Some of the galaxy's unusually cold 'stars' could actually be alien megastructures
The most likely way of detecting an alien civilization is to observe its network of solar collectors. As aliens are likely to build a massive network of solar collectors that can harness the energy of a star. In the early 1960s, physicist Freeman Dyson proposed that such a structure could exist as a ‘sphere’, a swarm of smaller components around a star. Since then, the structure has been named after Dyson, as a "Dyson sphere" or "Dyson swarm." Physicists say that, in theory, it could exist. But, how would it look if we were to catch a glimpse of it? Physicist Amirnezam Amiri at the University of Arkansas attempts to answer this question in a paper available on the arXiv pre-print server. In the paper soon to be published in the journal Universe, he describes the types of stars around which we can look for an energy-harvesting sphere of an advanced civilization.
The best candidates to search around are red dwarf stars, the most abundant type in the Milky Way. They burn their nuclear fuel very slowly, allowing them to live for trillions of years. This means that they can live far longer than the age of the universe.
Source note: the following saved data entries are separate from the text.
PR #291, opened 2026-08-12
docs: regenerate NAMESPACE and DESCRIPTION under roxygen2 8.1.0

### LINKED ISSUE #288: ci: `docs-check` fails on every PR -- roxygen2 8.1.0 rewrites DESCRIPTION and NAMESPACE against the pinned 8.0.0
## Symptom

`docs-check` (`.github/workflows/R-check-docs.yml`) fails on **every** open PR,
including ones that touch no R code at all. It reports:

```
ℹ Setting Config/roxygen2/version to "8.1.0"
Writing 'NAMESPACE'
...
Changes found after documenting.
DESCRIPTION
NAMESPACE
Please update documentation using the devtools::document() command in R.
```

## Cause

The workflow installs `any::roxygen2`, i.e. whatever is current on RSPM. That
is now **8.1.0**. `DESCRIPTION` commits `Config/roxygen2/version: 8.0.0`, so
`roxygenise()` rewrites that field, and 8.1.0 also regenerates `NAMESPACE`
differently from 8.0.0. Both show up as an uncommitted diff, which is exactly
what the check is built to fail on.

Nothing in the repository changed to cause this. `docs-check` was green on
`main` as recently as 8b53be4 (2026-07-31); roxygen2 8.1.0 landed after that,
and the next PR to run the check inherited the failure.

## It is not any one PR's fault

Confirmed with a control rather than inferred. #283 is a `.ai-config`
submodule bump -- no R files, no `man/`, no `NAMESPACE` -- and its run at
`2026-08-12T07:22:30Z`
([94040969603](https://github.com/UCD-SERG/serodynamics/actions/runs/31361755505/job/94040969603))
fails identically, five minutes before #286 existed. #286
([94047470322](https://github.com/UCD-SERG/serodynamics/actions/runs/31575787157/job/94047470322))
fails the same way and touches only workflow YAML, `NEWS.md`, and the
`Version:` line of `DESCRIPTION`.

This also explains the report on #230 from 2026-08-05: *"the failing
documentation check as document() does not show any changes in the local
environment."* A contributor whose local roxygen2 is 8.0.0 genuinely sees no
diff -- the drift only exists against CI's newer copy.

## Fix

Re-document under 8.1.0 and commit the result, in a PR of its own:

```r
roxygen2::roxygenise()   # with roxygen2 8.1.0 installed
```

Expect `DESCRIPTION` (`Config/roxygen2/version`) and `NAMESPACE` to change; a
reviewer should confirm nothing else does. Whoever does it needs 8.1.0
specifically -- running an older roxygen2 will produce a different diff and
leave the check red.

## Worth deciding at the same time

`any::roxygen2` means the next roxygen2 release does this again, to every open
PR at once, with no change on our side. Two options:

- **Pin** the version in `R-check-docs.yml` and bump it deliberately. Turns a
  surprise into a scheduled chore, at the cost of drifting from the tool
  contributors install by default.
- **Keep it floating** and accept the periodic re-document. Cheaper most of the
  time, but the failure always lands on whoever happens to open the next PR,
  and reads as their fault.

I have no strong preference; flagging it because the current setup makes an
unrelated contributor pay for an upstream release.

d-morrison:
Closes #288. Unblocks `docs-check` on every open PR.

## What was wrong

`docs-check` installs `any::roxygen2`, so it runs whatever is current. That is
now **8.1.0**, and the committed files were generated with 8.0.0 -- so
`roxygenise()` rewrites both, and the check's "no diff after documenting"
assertion fails.

It failed on every PR, including ones with no R code: #283 (a submodule bump)
and #286 (workflow YAML) both failed identically, and #286's base commit
8b53be4 had been green on `main` twelve days earlier. Nothing in the repository
changed; roxygen2 released.

It also explains the report on #230 from 2026-08-05 -- *"document() does not
show any changes in the local environment"*. A contributor on 8.0.0 genuinely
sees no diff; the drift exists only against CI's newer copy.

## The change

- **`NAMESPACE`** -- formatting only. Where several symbols come from one
  package, 8.1.0 groups them into a single `importFrom()` call instead of a
  line each.
- **`DESCRIPTION`** -- `Config/roxygen2/version` goes to 8.1.0, and
  `RoxygenNote` is dropped, which 8.1.0 no longer writes.

Per your call on #288, the roxygen2 version **stays floating** rather than
pinned. A later release will need the same treatment; that is the accepted
trade.

## Verification

**Generated with CI's own version**, not merely a recent one: roxygen2 8.1.0,
on Ubuntu noble, installed from the same
`packagemanager.posit.co/cran/__linux__/noble/latest` binary repo the workflow
uses.

**Matching the environment turned out to matter**, and is worth recording. A
first run produced a *third* changed file, `man/expect_snapshot_data.Rd`,
because `testthat` sits in `Suggests` and was not installed, so that file's
`@inheritDotParams testthat::expect_snapshot_file` could not resolve and
roxygen emitted the topic without the inherited arguments. roxygen said so
outright rather than degrading quietly:

```
x expect_snapshot_data.R:10: @returns refers to un-installed package testthat.
x In topic 'expect_snapshot_data': @inheritDotParams failed because testthat is not installed.
```

Those warnings, plus the extra file being one CI never reports, are what
flagged the environment as wrong rather than the output. Installing the full
`Suggests` set reproduced CI's exact two-file result with no warnings.

**The NAMESPACE change is semantically inert**, established by parsing rather
than by reading the diff. `parseNamespaceFile()` on both versions gives
identical sets:

| | before | after |
| --- | --- | --- |
| exports | 22 | 22 |
| imports | 27 | 27 |
| S3 methods | 1 | 1 |

That comparator was itself checked against a deliberately dropped import
(`stats::quantile`), which it reports by name -- so "identical" is a measured
result rather than a checker that cannot fail.

**CI's assertion reproduced locally.** Re-running `roxygenise()` against the
committed tree and applying the workflow's own
`git diff-index HEAD --name-only -- man/ NAMESPACE DESCRIPTION` returns empty.

**Other checks:** `spelling::spell_check_package()` is clean (0 misspellings --
the real package, not a proxy). 0 banned glyphs in 52 added lines examined, and
`check-new-line-breaks` reports none missing. `DESCRIPTION` is bumped to
`0.1.0.9015`.

## Corrections to this body

Both found in review of the corpus entry this session wrote from the same
material ([Morrison-Lab/ai-config#1401](https://github.com/Morrison-Lab/ai-config/pull/1401)),
and corrected here so the two do not disagree. Neither affects the diff.

- An earlier revision said roxygen **silently** emitted a degraded topic. It
  did not -- it printed the two warnings quoted above, naming the tag and the
  missing package. Those warnings were in fact the first signal acted on, so
  calling the extra file "the tell" understated a better one.
- An earlier revision attributed that file's degradation to `testthat` **and**
  `rjags`. Only `testthat` is causally connected to it: `R/expect_snapshot_data.R`
  contains no `rjags` reference. `rjags` was absent too and was flagged on
  `R/run_serodynamics.R`, whose output did not change.

## Note

I did not touch renv -- this repository has no `renv.lock`, no `renv/`, and no
renv reference in any workflow. Its `.Rprofile` uses `pacman` for interactive
sessions only. Nothing to update.

### DIFF
--- a/DESCRIPTION
+++ b/DESCRIPTION
@@ -1,6 +1,6 @@
 Package: serodynamics
 Title: Modeling Longitudinal Antibody Responses to Infection
-Version: 0.1.0.9014
+Version: 0.1.0.9015
 Authors@R: c(
     person("Peter", "Teunis", , "p.teunis@emory.edu", role = c("aut", "cph"),
            comment = c("Author of the method and original code.",
@@ -78,5 +78,4 @@ Depends:
     R (>= 4.1.0)
 LazyData: true
 VignetteBuilder: knitr, quarto
-Config/roxygen2/version: 8.0.0
-RoxygenNote: 8.0.0
+Config/roxygen2/version: 8.1.0
--- a/NAMESPACE
+++ b/NAMESPACE
@@ -23,30 +23,40 @@ export(serodynamics_example)
 export(sim_case_data)
 export(sim_n_obs)
 export(summarize_posterior)
-importFrom(dplyr,.data)
-importFrom(dplyr,all_of)
-importFrom(dplyr,filter)
-importFrom(dplyr,mutate)
-importFrom(dplyr,n)
-importFrom(dplyr,reframe)
-importFrom(dplyr,rename)
-importFrom(dplyr,rowwise)
-importFrom(dplyr,select)
-importFrom(dplyr,ungroup)
+importFrom(dplyr,
+  .data,
+  all_of,
+  filter,
+  mutate,
+  n,
+  reframe,
+  rename,
+  rowwise,
+  select,
+  ungroup
+)
 importFrom(ggmcmc,ggs)
-importFrom(ggplot2,autoplot)
-importFrom(ggplot2,theme_bw)
-importFrom(ggplot2,vars)
-importFrom(rlang,.data)
-importFrom(rlang,.env)
+importFrom(ggplot2,
+  autoplot,
+  theme_bw,
+  vars
+)
+importFrom(rlang,
+  .data,
+  .env
+)
 importFrom(runjags,run.jags)
-importFrom(serocalculator,get_biomarker_levels)
-importFrom(serocalculator,get_biomarker_names)
-importFrom(serocalculator,get_biomarker_names_var)
-importFrom(serocalculator,get_values)
-importFrom(serocalculator,ids)
-importFrom(serocalculator,ids_varname)
-importFrom(stats,complete.cases)
-importFrom(stats,quantile)
+importFrom(serocalculator,
+  get_biomarker_levels,
+  get_biomarker_names,
+  get_biomarker_names_var,
+  get_values,
+  ids,
+  ids_varname
+)
+importFrom(stats,
+  complete.cases,
+  quantile
+)
 importFrom(tidyr,pivot_wider)
 importFrom(utils,read.csv)
--- a/NEWS.md
+++ b/NEWS.md
@@ -2,6 +2,21 @@
 
 ## Internal
 
+* Regenerated `NAMESPACE` and `DESCRIPTION` under roxygen2 8.1.0 (#288).
+  The documentation check installs whatever roxygen2 is current rather than a
+  fixed version, so the 8.1.0 release started rewriting both files against the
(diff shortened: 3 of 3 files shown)


d-morrison:
@claude review

---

An alien civilization could build a Dyson swarm using low-cost materials 0.05 to 0.3 AU (astronomical unit) away from a star. One AU is the distance that separates the Sun from Earth. Physicists argue that the second type of stars whose energy can be harnessed are white dwarfs. When sun-like stars exhaust their nuclear fuel, they become white dwarfs, shrinking incredibly to 1% of their original radii. An alien civilization can build a Dyson sphere a few million kilometers away from the surface of such a star. They don’t need to design a supermassive structure that is needed around a larger star. Furthermore, the white dwarfs will give off their energy for billions of years, providing a long-term source of power.
What would a star look like if surrounded by such a megastructure? Such a structure will not only absorb a star’s energy but also prevent it from escaping into space, blocking part of its light in the process. To deal with this, astronomers employ a tool called the Hertzsprung-Russell, or H-R diagram. It is used to classify stars based on their temperature and luminosity. Inclusion of a Dyson sphere completely changes the outcome of the diagram and a star’s position in it. According to the laws of physics, energy cannot be created or destroyed. So, a Dyson sphere can be thought of as a shell that harnesses and utilizes a star’s energy to sustain a civilization, then radiates it as heat. Any object absorbs heat and radiates it at infrared wavelengths. A Dyson sphere must do the same.
This moves the star toward the right part of the diagram, where stars with lower temperatures are found close to each other. However, the star’s original luminosity doesn’t change, but a massive structure around it shifts it to infrared. But, how far on the right part of the diagram would the star go? A red dwarf with a surface temperature of around 3000K will occupy the lower right-hand corner of the diagram. Such a star surrounded by a Dyson sphere would have a temperature down to 50K—two orders of magnitude lower. One more factor to detect a Dyson swarm is to look for signals coming from its dust-free radiator panels. A star without it gives its signature silicate emission that signals the presence of dusty disks. Modern calculations show that a full-fledged Dyson sphere is implausible.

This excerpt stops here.